It's looking like I have 2 males from my last hatch, so we will be having duck for dinner again within the next few months  I think there are around 20 ducks between the 2 flocks.

These were two lovely ducklings were from my second duck hatch of the year. 






Mr. Drake. (Yes, I know you will say he is a she, but I can assure you, this IS my male! He molted)






Next up are the chickens. Currently I am raising White Leghorns, Milli Fluers, and Silver Laced Wyandottes. I think I have around 40 birds.
Here are the Millis. 













Here are the horses:

Franklin - 08' Chincoteague Pony gelding. 





Billy - 04' Quarter Horse gelding.





Charm - 09' Belgian colt. (Note - this guy is already pushing 18hh!!)





Dutch - Mutt gelding (roughly 4 years old). Came from Camelot auction. He came a complete nut job. He's finally progressed enough that we had our first "ride" last week!

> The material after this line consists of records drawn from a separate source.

PR #1896, opened 2018-12-21
dbo.SqlServerVersions - little change in object existence check + allow script execution

jeffchulg:
 - object existence includes schema name (with OBJECT_ID built-in function)
 - a "GO" between object creation and DELETE statement
- a "GO" at the end of the script

How to test this code:
- run it as you are used to

 - SQL Server 2014

### DIFF
--- a/SqlServerVersions.sql
+++ b/SqlServerVersions.sql
@@ -1,5 +1,5 @@
 
-IF NOT EXISTS (SELECT NULL FROM sys.tables WHERE [name] = 'SqlServerVersions')
+IF (OBJECT_ID('dbo.SqlServerVersions') IS NULL)
 BEGIN
 
     CREATE TABLE dbo.SqlServerVersions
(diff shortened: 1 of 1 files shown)


BlitzErik:
@jeffchulg thanks for this. Can you open a corresponding issue for it? I'll get it merged in as soon as you do.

Peanut - 08' Chincoteague Pony mare.





And Cody - 02' Thoroughbred gelding (This is my main horse - we've do everything from trail riding, to gymkhanas, and will be showing jumpers and hunter/jumpers next year). 













And finally the goats!
Starting with the registered Saanens and precious (should be registered, but I can't get a hold of her breeder). I also have 2 more registered doe coming in as soon as I can borrow someones truck/my truck gets fixed to go pick them up!  

Jess





Victoria





Precious





The mutts:
Bess - Saanen/Alpine





Pearl - Saanen/Nubian/Lamancha - This is from this past spring. I need to get a newer one.





The Boer girls:
Pumpkin (aka little loud mouth)





Pug





The bucks:
Sam - Lamancha/Nubian





And Zach - Registered Saanen. This was last year after I bought him. He has actually grown up quite a bit since this was taken.






I think I got everyone!


----------



## Ms. Research (Nov 22, 2011)

chubbydog811 said:
			
		

> Ms. Research said:
> 
> 
> 
> ...


I have to totally agree with you on the rap.  Or as DH calls it Crap. 

Listen to the Beatles, and separately love John Lennon, George Harrison (with his stint with the Traveling Willberrys) and Ringo.   Billy Joel and Elton John because they are Piano Men.  Also DH introduced me to Pink Floyd and the Moody Blues.   More like an orchestra.   

Keep up the work.  Sounds like you really have a natural talent for music.  I wouldn't call it "lack of creativity".  I would call say you need a "slight tweak in structure".   That's all.  It will come.  Once you get the hang of reading the notes, it will all flow.  Wishing you success.


----------



## Ms. Research (Nov 22, 2011)

Absolutely awesome animals.  Now that I've seen their faces, I'll be able to follow their antics in your journal.  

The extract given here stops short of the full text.